A administração dos Estados Unidos é um "incêndio florestal" que não pode contido, afirma o ex-diretor do FBI, entre muitas outras acusações sobre o caráter pessoal de Donald Trump.

Em conversas pessoais com Trump, Comey assume que o Presidente dos Estados Unidos lhe pediu para investigar -- e provar que era mentira - um alegado envolvimento com prostitutas, num hotel em Moscovo.

Comey escreve que o Presidente queria que se investigasse o caso para tranquilizar a mulher, Melania Trump.

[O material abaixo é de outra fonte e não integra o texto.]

PR #232, opened 2021-05-19
Fix #231

### LINKED ISSUE #231: Quaternion leads to segfault with -march=native
I have compiled eigenpy with clang-10 (Release mode) and the following flags: `-march=native -mfpmath=sse`. Then, the following code leads to a segfault:
```python
import eigenpy
eigenpy.Quaternion.Identity()
```

cmastalli:
For some reason that I still don't understand, performing `.transpose()` in `coeffs()` is not compliance with `-march=native`.

This PR fixes #231.

### DIFF
--- a/include/eigenpy/quaternion.hpp
+++ b/include/eigenpy/quaternion.hpp
@@ -288,7 +288,7 @@ namespace eigenpy
     static std::string print(const Quaternion & self)
     {
       std::stringstream ss;
-      ss << "(x,y,z,w) = " << self.coeffs().transpose() << std::endl;
+      ss << "(x,y,z,w) = " << self.coeffs()[0] << " " << self.coeffs()[1] << " " << self.coeffs()[2] << " " << self.coeffs()[3] << std::endl;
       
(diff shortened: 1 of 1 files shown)


jcarpent:
This is not the correct way of solving your issue. Please see #233.

cmastalli:
> This is not the correct way of solving your issue. Please see #233.

Thanks @jcarpent for providing a solution. I have tested the other PR, and I confirm that it solved my issue.
Perhaps, it is still better the solution of provided in this PR as we don't need to manage a new object (simpler and effective solution).
However, I'll let you to decide.

jcarpent:
Your solution will not solve the problem. The problem is that the function was not returning an aligned Quaternion forced by Eigen. My PR solves this issue.

The error is in fact due to Boost.Python.

cmastalli:
> Your solution will not solve the problem. The problem is that the function was not returning an aligned Quaternion forced by Eigen. My PR solves this issue.

Thanks for the clarification :)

Donald Trump afastou Comey da chefia do FBI, em maio de 2017, desencadeando uma disputa no Departamento de Justiça que levou à nomeação de Robert Mueller como conselheiro especial para investigar uma alegada interferência da Rússia, durante as últimas eleições presidenciais nos Estados Unidos.

Mueller está também a investigar uma possível obstrução à justiça por parte de Trump, e as razões que levaram à demissão de Comey.

O ex diretor do FBI diz ter sido pressionado para encerrar uma investigação sobre o antigo assessor de segurança nacional Michael Flynn.

James Comey afirma que Donald Trump pediu-lhe para abandonar a investigação sobre Flynn, envolvido no caso da alegada ingerência russa nas presidenciais.